How do you fix oil covered spark plugs?

Assuming that you found the oil in the spark side of the plug, it most likely means that your oil rings are worn and cylinders are probably ovals. Usually the valve seals won't get to give such a heavy leak to cover the sparks.Usually they are symptoms that go along with this. Your exhaust gases are white now and persistent, that's oil. Also is possible that by removing the oil cap to find that gases are rushing out. That's a sign that engine is worn.You can still run the engine with the inevitable oil consumption that can be as much as 1 litre/100 km (speed dependent) without losing the power (oiled plug means that cylinder won't fire) in two ways:1: as somebody else here stated out, use “warmer" plugs. They run hotter therefore clean themselves.2: have a machining shop make an intermediate part between spark and head that has a central hole along the main axis. The part should protrude inside head like the old spark. In this way the air fuel mixture gets to the plug through the central hole but oil that crawl on the cylinder wals will be stopped by the protruding wall of the part.Just make sure the new spark is now “colder"In this way I put other 50,000 km on that engine until I had the resources for an overhaul.

How much should it cost to replace my spark plugs and & engine air cleaner filter?

DIY? ~$10- $15 parts-cost for an air filter, $20-$30 for a decent set of spark plugs and maybe an hour of your time assuming you have a spark plug socket, a gap tool, and the proper extension for a ratchet wrench already. Factor in another $20-$30 for decent quality tools if you don't have them and want to DIY. Grand total, about $30-$45 and 1 hour of your time if you own the tools already, $60-$75 and an hour of time if you need to buy tools first.

At a shop? Roughly the same price for parts, maybe slightly more (they'll likely mark up parts parts prices a little), and add about ~$100 for labor/shop charges. I'd budget around ~$150-$200 if a shop does it all for you depending on if you go with a dealership shop or an independent shop.

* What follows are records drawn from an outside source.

PR #447, opened 2017-09-07
Binding compiler: Added support for semicolon

exyi:
* It basically works like a binary expression which returns the right expression after execution of the left one
* expressions without right node like `expr;` return void


djanosik:
@exyi @tomasherceg I suppose this change is related to REST API bindings, right? Should we merge it? What is the status of RES API bindings?

exyi:
On Thu, 2017-12-07 at 17:30 +0000, Dusan Janosik wrote:
> @exyi @tomasherceg I suppose this change is related to REST API
> bindings, right?
Yes it is, it is the main reason we need this, but it may be used in
other bindings too.

> Should we merge it?
It is not accepted... It it related to compiler - @Mylan719 would you
like to have a look at it?

> What is the status of RES API bindings?

The stuff that is implemented is implemented... It's untested, and I
don't khow how the tests should look like.

tomasherceg:
@Mylan719 Did you have time to look at it? 
I would like to merge this so we can finalize the REST API bindings. Without the semicolon operator, the feature is not very useful.

exyi:
I'm merging it, CI seems to be happy and you had enough time for protests...

PR #448, opened 2017-09-08
remove jQuery from Debug mode

symbiogenesis:
This is an attempt at removing jQuery. Don't really know if it works.


EmbraceUnity:
This is more to get the discussion going. How could I go about testing this?

exyi:
Hi, thank you for the PR, it looks basically correct, I have just fixed few minor mistakes. The only functional change I see is the change of `hide` and `show` methods to `setTimeout` which does not do the animation. Maybe we could do it using CSS, or simply drop it, as it's not very necessary feature ;)

You can test it by running dotvvm samples (project `DotVVM.Samples.BasicSamples.AspNetCore`) and creating an error in a command or launching a command that is client-side interrupted (due to validation, for example). Check out `FeatureSamples/Validation/SimpleValidation` and `/FeatureSamples/ActionFilterErrorHandling/ActionFilterErrorHandling` samles (Try Unhanded Error button add new task that is empty)

PR #450, opened 2017-09-09
Implemented TextBox.UpdateTextOnInput

### LINKED ISSUE #430: TextBox UpdateAfterKeyDown change doesn't fire when the user clicks on the clear icon in the textbox
In some browsers, the `input` controls have the clear icon (cross) on the right side, but when you click on it, the change event is not fired even when `UpdateAfterKeyDown` is set to `true`.

exyi:
The `TextBox.UpdateTextAfterKeyDown` is now obsolete, but behaves the same as `UpdateTextOnInput` - although it is "incorrect", IMO it's better than the previous way it worked

The `UpdateTextOnInput` property can be inherited, so you may turn it on for an entire form

I have unified the `FormatString` property and calling `ToString` method in the binding because the `FormatString` property did not support update on keydown/input

resolves #430


djanosik:
Moving to Version 2.1. @quigamdev We need to decide how to handle UI validation when we remove the `dotvvm-textbox-text` binding handler. https://github.com/riganti/dotvvm/blob/1919736a47f4928956db6b7b5e409d0e5094ce85/src/DotVVM.Framework/Resources/Scripts/DotVVM.ts#L1180-L1188

tomasherceg:
I have merged changes from master and added the `TextInput` event to the control (with disclaimer mentioning its effects to the user experience).
The only failed test on ASP.NET Core concerns GitHub API and it's an issue with the test, so I am merging this.

PR #457, opened 2017-09-19
Allow manual integrity hash and add tests

symbiogenesis:
Seems that auto-computing the integrity hash, as is done now, wouldn't necessarily be the right thing, given that it would only ensure that the resource hasn't changed while the instance of Dotvvm is running.

If you restart your instance, and the resource has become malicious, then it will just hash the malicious resource and write that as the integrity SRI.

Most good CDNs provide the SRI, and it should never change. So if you have it, you should be able to use it.

This patch, as is, doesn't remove the auto-computing, it only adds the ability to add a manual hash, just to be conservative for now, if there was another use case I hadn't considered (development?).

But you may wish to remove the auto-compute entirely. Then you could remove the boolean VerifyResourceIntegrity property, as well.


exyi:
This would not happen, as the integrity hash is only computed from the LocalFileResourceLocation not UrlResourceLocation, so when you have UrlResourceLocation as primary and local or embedded resource location as a fallback it will ensure that the CDN will never send a different resource than what you have downloaded and added to project.

The implementation looks OK, I'm just not sure if we need this feature but I think that is may be useful when you don't want to include the entire resource in the project

PR #464, opened 2017-10-02
Add Async and Defer boolean attributes for script resources

symbiogenesis:


src/DotVVM.Framework/Controls/IHtmlWriter.cs
```diff
@@ -18,6 +18,12 @@ public interface IHtmlWriter
         /// <param name="appendSeparator">The separator that will be used when <paramref name="append"/> is true and when the attribute already has a value.</param>
         void AddAttribute(string name, string value, bool append = false, string appendSeparator = null);
 
+		/// <summary>
+        /// Adds the specified boolean attribute to the next HTML element that is being rendered. Boolean attributes such as 'async' and 'defer' have no value. They are true when present and false otherwise
+        /// </summary>
+        /// <param name="name">The name of the HTML attribute.</param>
+		void AddBooleanAttribute(string name);
```
djanosik: I think this method should not be defined on this interface. You can create an extension method in your project.

exyi:
Actually, I don't think that the `Defer` and `Async` api should exist in this form, as setting these properties on one script resource would break all dependencies. It also pretty useless to load the `script`s asynchronously when they are already on the end of the page, and styles are not synchronous by default.

symbiogenesis:
I wanted get a good score on Google PageSpeed, even if there is no other benefit. It is an SEO thing.

Currently, PageSpeed says:

> None of the above-the-fold content on your page could be rendered without waiting for the following resources to load. Try to defer or asynchronously load blocking resources, or inline the critical portions of those resources directly in the HTML.
> 
> Remove render-blocking JavaScript:
> 
>     https://cdnjs.cloudflare.com/ajax/libs/jquery/3.2.1/jquery.min.js

I also wanted to load scripts via CDN with integrity hashes, and had put the script tag directly in the dotmaster.

However, now I am able to specify the Integrity hash, I could probably load all of my scripts via the registration, and wire up the dependencies correctly.

So, perhaps this isn't necessary as long as one is consistent in using the script registration.

exyi:
On Thu, 2017-12-28 at 20:14 +0000, symbiogenesis wrote:
> I wanted get a good score on Google PageSpeed, even if there is no
> other benefit. It is an SEO thing.

Ok, I think that we might render `defer` attribute by default for all
scripts. I'm pretty sure it would not break anything, could help with
the (stupid) statistics and it will certainly not harm the performance
(maybe it would get measurably better...). If you'd like that, we can
create a separate issue for that, it should be a easy fix.

> I also wanted to load scripts via CDN with integrity hashes, and had
> put the script tag directly in the dotmaster.

Do you have any info about integrity and performance? I actually think
that browsers *could* use that for caching (as content adressed blobs),
but I have not seen anything about that. It would mean that it would be
profitable to render these integrity checks even for local resources by
default.

symbiogenesis:
Given that the entire point of DotVVM is to minimize the need to use javascript, it makes sense that we should have predictable control over how it is used and in that case we may be in a position to always defer javascript. Async probably not, although I'm not clear on what it truly means. I'll open a separate issue on that.

> Do you have any info about integrity and performance? I actually think that browsers *could* use that for caching (as content adressed blobs), but I have not seen anything about that. 

That is a brilliant idea, although I don't know how local caching works in browsers. May vary by browser. That would be a great question to ask Mozilla, Google, etc.

symbiogenesis:
The response from WHATWG is 

> As for identifier-based caching, the problem is that this exposes, across origins, which resources you have visited. w3c/webappsec-subresource-integrity#22 has more details and pointers on this.

[https://github.com/whatwg/fetch/issues/301](url)

exyi:
> Given that the entire point of DotVVM is to minimize the need to use javascript
I'd be careful with this assumption :P Although dotvvm is definitely designed to help you with that.

`async` is problematic, as it does not guarantee the order of execution, and I don't think it will have significantly better performance than `defer`.

And thanks for the info about the subresource integrity, I have also found an interesting study of the problem (https://hillbrad.github.io/sri-addressable-caching/sri-addressable-caching.html). It just seems that nothing is easy on web :)

I'm closing this PR in favour of #528, thank you.

Issue #156, opened 2016-03-10
ComboBox - add ValueMatchBinding property


tomasherceg:
The viewmodel looks like this:

```
public List<Country> Countries { get; set; }
public Country SelectedCountry { get; set; }
```

The view looks like this:

```
<dot:ComboBox DataSource="{value: Countries}" SelectedValue="{value: SelectedCountry}" />
```

However, the binding doesn't work really well because when deserializing the JSON from the server, the deserializer doesn't know that the SelectedCountry and e.g. Countries[2] are the same instances.
Therefore we need a property to detect, which instances are equal. 

The usage would be like this:

```
<dot:ComboBox DataSource="{value: Countries}" SelectedValue="{value: SelectedCountry}"
    ValueMatchBinding="{value: Id}" />
```

martinsura:
Btw is planned use ValueMatchBinding="{value:Id}" for mulit-select ComboBox?

tomasherceg:
We were also thinking about the following names:

* `KeyBinding`
* `ItemKeyBinding`
* `ItemCompareBinding`
* `EqualityBinding`

tomasherceg:
To be consistent with the Business Pack naming, we will use `ItemKeyBinding`.

exyi:
There are actually more problems than just matching values by id when you have the same instance multiple times in the same view model. For example, the client-side deserialization changes both the selected object and the object in the collection even though you have changed only one on the server. And it does much crazier things if you change both of them... And it gets even worse when you have the collection bound to the ComboBox, although I'm not sure exactly why.

I think that we basically can't fix this issue, without changing the serialization/deserialization process significantly (to something like [lave](https://github.com/jed/lave)), and the only thing we can do is to warn users in the docs. Maybe we could throw an exception or write a warning to console when one object is used multiple times in the view, but I don't know how to efficiently detect it in JS (no reference-based hashtable)

djanosik:
Well, we must make sure we don't use the same instance on multiple places in view model. That's what we do in BP and the `ItemKeyBinding` works quite well. Of course, you shouldn't have multiple objects with the same key.

exyi:
@djanosik But the knockout puts the original object from the collection to selected value by reference, which causes that the object is multiple times in the view model. Do you deep copy all the things in BussinessPack?

djanosik:
Exactly, we make deep copies of objects added to selected values. Because its very similar to what happens when you set SelectedValue in postback. It's deserialized as another instance.

[...]

PR #470, opened 2017-10-04
Removed obsoletes

### LINKED ISSUE #466: Remove obsolete properties and methods
There are some obsolete properties and methods in framework (eg. in GridViewDataSet) created in 1.x releases. We should remove them in 2.0.

exyi:
This was pushed to master by @Leeemons, but it's hard for me to do a review with some expected feedback for me, so I'm reopening it as a Pull Request. Sorry for complications.

Resolves #466

> There are some obsolete properties and methods in framework (eg. in GridViewDataSet) created in 1.x releases. We should remove them in 2.0.


src/DotVVM.Framework/Binding/BindingHelper.cs
```diff
@@ -19,9 +19,6 @@ public static partial class BindingHelper
     {
         public static T GetProperty<T>(this IBinding binding, ErrorHandlingMode errorMode = ErrorHandlingMode.ThrowException) => (T)binding.GetProperty(typeof(T), errorMode);
 
-        [Obsolete]
-        public static string GetKnockoutBindingExpression(this IValueBinding binding) =>
-            JavascriptTranslator.FormatKnockoutScript(binding.KnockoutExpression);
```
exyi: This method was made obsolete in dotvvm 2.0, and I think that we should not remove, since it's used at a lot of places. Could you please add it back?

src/DotVVM.Framework/Controls/GridViewTextColumn.cs
```diff
@@ -40,18 +40,6 @@ public ICommandBinding ChangedBinding
...
-        /// Gets or sets the type of value being formatted - Number or DateTime.
-        /// </summary>
-        [MarkupOptions(AllowBinding = false)]
-        public FormatValueType ValueType
-        {
-            get { return (FormatValueType)GetValue(ValueTypeProperty); }
-            set { SetValue(ValueTypeProperty, value); }
-        }
-        public static readonly DotvvmProperty ValueTypeProperty =
-            DotvvmProperty.Register<FormatValueType, GridViewTextColumn>(t => t.ValueType);
```
exyi: This property was also removed in version 2.0 and it's also used in the dothtml markup, which does not give you any way to remove all obsolete usages and will not report an error when the property is misused. I think that we should also add this one back.

src/DotVVM.Framework/Controls/KnockoutHelper.cs
```diff
@@ -34,12 +34,6 @@ public static class KnockoutHelper
             }
         }
 
-        [Obsolete("Use the AddKnockoutDataBind(this IHtmlWriter writer, string name, IValueBinding valueBinding, DotvvmControl control) or AddKnockoutDataBind(this IHtmlWriter writer, string name, string expression) overload")]
-        public static void AddKnockoutDataBind(this IHtmlWriter writer, string name, IValueBinding valueBinding)
-        {
-            writer.AddKnockoutDataBind(name, valueBinding.GetKnockoutBindingExpression());
-        }
```
exyi: This is also v2.0 obsoleted method.

src/DotVVM.Framework/Controls/Literal.cs
```diff
@@ -42,19 +42,6 @@ public string FormatString
...
-        /// </summary>
-        [MarkupOptions(AllowBinding = false)]
-        [Obsolete("ValueType property is no longer required, it is automatically inferred from compile-time type of Text binding")]
-        public FormatValueType ValueType
-        {
-            get { return (FormatValueType)GetValue(ValueTypeProperty); }
-            set { SetValue(ValueTypeProperty, value); }
-        }
-        public static readonly DotvvmProperty ValueTypeProperty =
-            DotvvmProperty.Register<FormatValueType, Literal>(t => t.ValueType);
```
exyi: Same as TextBox.ValueType

src/DotVVM.Framework/Controls/SelectorBase.cs
```diff
@@ -26,32 +26,7 @@ public bool Enabled
...
-        /// Gets or sets the name of property in the DataSource collection that will be passed to the SelectedValue property when the item is selected.
-        /// </summary>
-        [Obsolete("Use ItemValueBinding property instead")]
-        public string ValueMember
-        {
-            get { return (string)GetValue(ValueMemberProperty); }
-            set { SetValue(ValueMemberProperty, value); }
-        }
-        public static readonly DotvvmProperty ValueMemberProperty =
-            DotvvmProperty.Register<string, SelectorBase>(t => t.ValueMember, "");
```
exyi: Also v2.0 ones. And these are also used in the markup, so we could not remove these anyway.

src/DotVVM.Framework/Controls/TextBox.cs
```diff
@@ -105,24 +105,9 @@ public bool UpdateTextAfterKeydown
...
-        /// <summary>
-        /// Gets or sets the type of value being formatted - Number or DateTime.
-        /// </summary>
-        [MarkupOptions(AllowBinding = false)]
-        [Obsolete("ValueType property is no longer required, it is automatically inferred from compile-time type of Text binding")]
-        public FormatValueType ValueType
-        {
-            get { return (FormatValueType)GetValue(ValueTypeProperty); }
-            set { SetValue(ValueTypeProperty, value); }
-        }
```
exyi: Same as other `ValueType`s

src/DotVVM.Framework/Hosting/DotvvmRequestContext.cs
```diff
@@ -104,9 +104,6 @@ public class DotvvmRequestContext : IDotvvmRequestContext
         /// </summary>
         public bool IsInPartialRenderingMode => DotvvmPresenter.DeterminePartialRendering(HttpContext);
 
-        [Obsolete("Get the IViewModelSerializer from IServiceProvider")]
-        public IViewModelSerializer ViewModelSerializer => Services.GetRequiredService<IViewModelSerializer>();
```
exyi: I'm not sure, but this is IMO also a v2.0 obsolete.

src/DotVVM.Framework/Hosting/DotvvmRequestContextExtensions.cs
```diff
@@ -48,24 +48,6 @@ public static void ChangeCurrentCulture(this IDotvvmRequestContext context, stri
         }
 
         /// <summary>
-        /// Gets the current UI culture of this HTTP request.
-        /// </summary>
-        [Obsolete("This just returns CultureInfo.CurrentUICulture")]
-        public static CultureInfo GetCurrentUICulture(this IDotvvmRequestContext context)
```
exyi: Certainly a v2.0 obsolete https://github.com/riganti/dotvvm/commit/078092050ed620b224efb5f1abb7362779047960#diff-e0edace51ac65a3259596be0d7a09773

src/DotVVM.Framework/Hosting/DotvvmRequestContextExtensions.cs
```diff
@@ -48,24 +48,6 @@ public static void ChangeCurrentCulture(this IDotvvmRequestContext context, stri
...
-        {
-            return CultureInfo.CurrentUICulture;
-        }
-
-        /// <summary>
-        /// Gets the current culture of this HTTP request.
-        /// </summary>
-        [Obsolete("This just returns CultureInfo.CurrentCulture")]
-        public static CultureInfo GetCurrentCulture(this IDotvvmRequestContext context)
```
exyi: Same as above.

src/DotVVM.Framework/ResourceManagement/InlineScriptResource.cs
```diff
@@ -12,11 +12,6 @@ namespace DotVVM.Framework.ResourceManagement
     /// </summary>
     public class InlineScriptResource : ResourceBase
     {
-        [Obsolete("Code parameter is required, please provide it in the constructor.")]
-        public InlineScriptResource(ResourceRenderPosition renderPosition = ResourceRenderPosition.Body) : base(renderPosition)
```
exyi: I have seen this one a lot of times, I'd also add it back.

src/DotVVM.Framework/Routing/RouteHelper.cs
```diff
@@ -29,33 +29,6 @@ private static IEnumerable<string> GetRoutesForFile(string fileName)
             else yield return pureName;
         }
 
-        [Obsolete("Use IRoutingStrategy.")] // TODO: make this a helper for IRoutingStrategy
```
exyi: Is the TODO comment fulfilled?

src/DotVVM.Framework/Compilation/Javascript/JavascriptCompilationHelper.cs
```diff
@@ -10,23 +10,6 @@ public static class JavascriptCompilationHelper
...
-        public static ParametrizedCode AddIndexerToViewModel(ParametrizedCode script, object index, bool unwrap = false) =>
-            AddIndexerToViewModel(script, new JsLiteral(index), unwrap);
-        [Obsolete]
-        public static ParametrizedCode AddIndexerToViewModel(ParametrizedCode script, JsExpression indexer, bool unwrap = false)
-        {
-            return indexerCode.AssignParameters(o =>
-                o == indexerTargetParameter ? new CodeParameterAssignment(script) :
-                o == indexerExpressionParameter ? CodeParameterAssignment.FromExpression(indexer) :
-                default(CodeParameterAssignment));
-        }
```
exyi: This one is a v2.0 obsolete, but I'd keep it removed, as it's not a very commonly used API.

djanosik:
@exyi Thanks for review. I will also check all the methods being removed. BTW: We should probably mark all issues introducing breaking changes with `breaking` tag.

src/DotVVM.Framework/Binding/BindingHelper.cs
djanosik: Yes, we should definitely keep this one. Why is it obsolete? Is there any alternative?

src/DotVVM.Framework/Controls/GridViewTextColumn.cs
djanosik: I am not sure here. Will it break anything if we remove it? It will, in this case, because bindable objects do not support HTML attributes. But in other cases it will just render an unwanted HTML attribute. @quigamdev What do you think?

src/DotVVM.Framework/Controls/SelectorBase.cs
djanosik: Ok, we will remove these in 3.0. BTW: Shouldn't we also add `ItemKeyBinding` to fix #156?

src/DotVVM.Framework/Hosting/DotvvmRequestContext.cs
djanosik: Yes, it's v2.0 obsolete. We should keep it.

src/DotVVM.Framework/ResourceManagement/InlineScriptResource.cs
djanosik: It's a v2.0 obsolete anyway. We should keep it.

src/DotVVM.Framework/Storage/IReturnedFileStorage.cs
```diff
@@ -9,12 +9,6 @@ public interface IReturnedFileStorage
         /// <summary>
         /// Stores the file and returns its unique ID.
         /// </summary>
-        [Obsolete("Don't bother with implementing this one, it is not used anymore")]
-        Task<Guid> StoreFile(byte[] bytes, ReturnedFileMetadata metadata);
```
djanosik: it's a v2.0 obsolete, but I would remove it.

src/DotVVM.Framework/Routing/RouteHelper.cs
djanosik: Its behavior is similar to `DefaultRouteStrategy ` isn't it?

exyi: Yes it is, but there should be an extension method that will apply the DefaultRouteStrategy

src/DotVVM.Framework/Controls/SelectorBase.cs
exyi: I don't like the `ItemKeyBinding` as it requires reimplementing knockout's `options` and `value` binding, doing a deep clone of the item (which may break validation errors IMO) and will match different items based on a ID, which may IMO cause even more problems. I'd at least wait for VDOM update with this one, as it removes at least some of the disadvatages.

src/DotVVM.Framework/Binding/BindingHelper.cs
exyi: Yes, it's just missing a proper description... You should use `binding.GetKnockoutBindingExpression(control)`.

src/DotVVM.Framework/Routing/RouteHelper.cs
djanosik: So... we need to update the extension method to use `DefaultRouteStrategy`. And the route strategy must accept the `pattern` parameter.

exyi:
I have resolved that in 706c13373a587ebba4e95d93d9931ad2bd11063b

PR #486, opened 2017-10-29
Added LocalizablePresenter

### LINKED ISSUE #330: Localization on .NET 4.6 and .NET Core
The localization solution as suggested in our [docs](https://www.dotvvm.com/docs/tutorials/basics-globalization/1-1) (calling `ChangeCurrentCulture` in VM or action filter) works on .NET 4.5 but won't work on .NET 4.6 or Core. It's because there was a breaking change in how current cultures are stored. MS can probably explain that better than me :)

> We had a change in setting the current cultures in 4.6. The change is setting the current cultures travel with the async operations. So if you set the culture during the async operation it will affect the current execution context. And when the operation is done and switch back to the original execution context, the culture will get reset to the culture in that context.

It means calling `ChangeCurrentCulture` will not change culture for the current thread or request anymore. Instead it will change culture for the current async method. There is no workaround, everything depends on where you change the culture. It's usually too late in VM or action filter. 

We can enable the old behavior for the whole application, but I don't think it's a good idea.

```CSHARP
AppContext.SetSwitch("Switch.System.Globalization.NoAsyncCurrentCulture", true);
```

Users on .NET Core can use the [RequestLocalization](https://docs.microsoft.com/en-us/aspnet/core/fundamentals/localization#localization-middleware) middleware. It's already supported and it will override our `DotvvmConfiguration.DefaultCulture` setting. But there is no solution for .NET 4.6 and OWIN.

exyi:
It's a utility for localizing specific route based on route parameter or query string

Resolves #330. For localizing an entire application you can use standard [RequestLocalization](https://docs.microsoft.com/en-us/aspnet/core/fundamentals/localization#localization-middleware) middleware, it's probably not going to be based on route parameters.

> But there is no solution for .NET 4.6 and OWIN.
It's called Asp.Net Core, you should migrate and this is one of the reasons.

### DIFF
--- a/src/DotVVM.Framework/Hosting/DotvvmRequestContextExtensions.cs
+++ b/src/DotVVM.Framework/Hosting/DotvvmRequestContextExtensions.cs
@@ -30,12 +30,14 @@ namespace DotVVM.Framework.Hosting
         /// <summary>
         /// Changes the current culture of this HTTP request.
         /// </summary>
+        [Obsolete("This method only assigns CultureInfo.CurrentCulture, which is not preserved in async methods. You should assign it manually, or use RequestLocalization middleware or LocalizablePresenter.")]
         public static void ChangeCurrentCulture(this IDotvvmRequestContext context, string cultureName)
             => context.ChangeCurrentCulture(cultureName, cultureName);
 
         /// <summary>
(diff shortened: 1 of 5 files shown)


exyi:
@djanosik  You are right.

PR #1833, opened 2026-09-18
EVL-297: the control plane review page

luanlorenzo:
## 📝 Description

An approver settled a sidecar review from Slack only: `/reviews` rendered a placeholder, and the Slack button pointed at the home page because there was no page to point at.

`/reviews` now lists the statements sidecars are holding and settles them. A row opens a modal with the statement, the approval rule, who decided and the verdict.

## 📣 User-facing impact

Control plane admins and approvers can now read and settle sidecar reviews in the app: the held statement, who approved or rejected it and when, with Approve and Reject from the same screen.

## 🔗 Related Issue

EVL-297

## 🚀 Type of Change

- [x] ✨ New feature (non-breaking change which adds functionality)

## 📋 Changes Made

- `pages/Reviews/`: list with an All / Waiting / Settled filter, detail modal, reject-with-reason modal, page store.
- `/reviews/:sessionId` opens the list with that review already open, so a link resolves to one review.
- `gateway/api/sidecar/reviews.go`: the Slack `WebappURL` points at `/reviews/<sid>` instead of the home page. Its test asserted the old behaviour and was updated.
- `services/reviews.js` gains `get` and `update` and stops unwrapping the axios response (`Dashboard/store.js` follows); `services/sessions.js` gains `get`.
- `formatRelativeTime` moves from `pages/Sidecars/status.js` to `utils/datetime.js`, which also gains `formatFullDate`.

Three behaviours come from the API rather than the design, and the reviewer should know they are deliberate:

- **Approve is hidden once a review is approved, Reject is not.** A retry only forwards while the status is `APPROVED`, so rejecting is the window to undo an approval before anyone consumes it. Approving twice does nothing.
- **`Approved` and `Released` are different labels.** `APPROVED` is released and waiting for the requester to run the statement again; `EXECUTED` is the retry that consumed it. Approving runs nothing.
- **Approve is disabled when the user's role is not among the review's groups.** `doIndividualReview` answers 200 and changes nothing in that case, so the button is what has to refuse it.

Known gap, out of scope: `GET /reviews` takes no filter, no pagination and no sort — it reads every review of the organization, with a subquery per row for the groups, on each load. The page filters client-side.

## 🧪 Testing

Validated end to end against a control plane with a real sidecar: `hoop start sidecar` against `hoop start control-plane`, a postgres lane with `high: require_review` and `approval_rule`, and psql as the client.

1. `DELETE FROM users;` through the lane → classified `high`, held, connection dropped with `statement held for human approval (review …)`.
[...]

PR #1837, opened 2026-09-21
fix(webapp): sign out lands on the login screen, not the role page

luanlorenzo:
## 📝 Description

Signing out of the control plane cleared the token but left the user inside the app shell, on the "Administrators and approvers only" dead end, with no way back to a signed-in state.

`ProtectedRoute` checks the token only inside a mount effect guarded by `initialized.current`. React Router reuses the instance across routes — the file's own comment says so — so a sign-out with a page open never reaches that check. `logout()` clears the user store, the gate re-renders without re-running the effect, and falls through to `if (adminOnly && !isAdmin) return <Navigate to="/" replace />`. That redirect races the menu's `navigate('/login')` and wins. `/` then renders the role landing, which sees `role: STANDARD` and shows the dead end — inside the shell, because the gate did not stop that route either.

The fix adds a render-time `isAuthenticated` guard, after `initializing` so the mount path is untouched and still saves the redirect URL for a deep link. Signing out saves none: it is not a place to come back to.

## 📣 User-facing impact

Signing out now returns you to the login screen instead of leaving you on an empty page that looks signed in.

## 🔗 Related Issue

None — found while testing #1833.

## 🚀 Type of Change

## 📋 Changes Made

- `components/ProtectedRoute.jsx`: redirect to `/login` at render time when the token is gone.

Not control-plane-specific. `ProtectedRoute` is the gate both products share, and the gateway does not revalidate on sign-out either; there `/` is the ClojureScript bundle, which handles its own session and sends the user to the login screen, so the fall-through never showed. The control plane surfaced it because `/` is the landing by role.

### Test Configuration:
- **Browser(s)**: Chrome
- **OS**: macOS

### Tests performed:

Steps, against `hoop start control-plane`:

1. Sign in as an admin and open `/sidecars`.
2. Sign out from the header menu.
3. Expected: the login screen, with no app shell. Before this change: `/` with the sidebar, the header and the "Administrators and approvers only" panel, while `localStorage` held no `jwt-token`.

`npm run lint` and `npm run build` clean for the changed file.

## ✅ Checklist

## 📄 Additional Notes

One related path I did not touch: session expiry. The 401 interceptor in `services/api.js` takes its own route out, and I did not reproduce it. Worth a look separately rather than folding it into this fix.


sandromello:
✅ Build Completed with Success, Version=1837.0.0-gdb3e494

sandromello:
✅ Build Completed with Success, Version=1837.0.0-g03d53bd

sandromello:
✅ Build Completed with Success, Version=1837.0.0-ga08316e

PR #51666, opened 2026-07-21
test: cover sealed vector index cache pin lifetime

chasingegg:
## What this PR does

- Add regression coverage for the sealed vector index cache pin lifetime used by GroupBy iterators.
- Verify that cache eviction remains blocked while `SearchResult` owns the iterators and succeeds after `SearchResult` is destroyed.
- Keep this PR test-only because the production behavior is already provided by #51623 through `SearchResult::resource_pins_`.

## How was it tested?

- `cmake --build cmake_build --target all_tests -j 32`
- `all_tests --gtest_filter='SearchOnSealedIndexCachePinLifetime.*:SearchOnSealedIndexBitsetLifetime.*'` (2 tests passed)
- Red/green check: temporarily removing the `resource_pins_` retention from #51623 makes the new test fail because `ManualEvictAll()` succeeds while `SearchResult` still owns iterators; restoring it makes the test pass.

### DIFF
--- a/internal/core/src/query/SearchOnSealedIndexBitsetLifetimeTest.cpp
+++ b/internal/core/src/query/SearchOnSealedIndexBitsetLifetimeTest.cpp
@@ -268,6 +268,58 @@ TEST(SearchOnSealedIndexBitsetLifetime,
     AssertVectorIteratorUsableAfterSearchReturns(search_result, valid_count);
 }
 
+TEST(SearchOnSealedIndexCachePinLifetime,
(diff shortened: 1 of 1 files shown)


chasingegg:
/hold

maybe has been fixed by other pr, checking

chasingegg:
/unhold

make this pr only modify UT as the bug has been fixed by other pr

liliu-z (commented):
/lgtm
/approve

Spark plug color is brownish even when running lean?

Brown [light-tan} is the right fuel mixture. Once they get that way, it is hard for them to turn back to a lighter color even if your are running lean. This is way you need to change to new plugs when tuning.

I change only one plug when tuning, and once I get that plug brown, then I change all of them and see if the rest are also brown.

If you have a sparkplug cleaner, you can save money by clean the test plug and reuse it for test, again.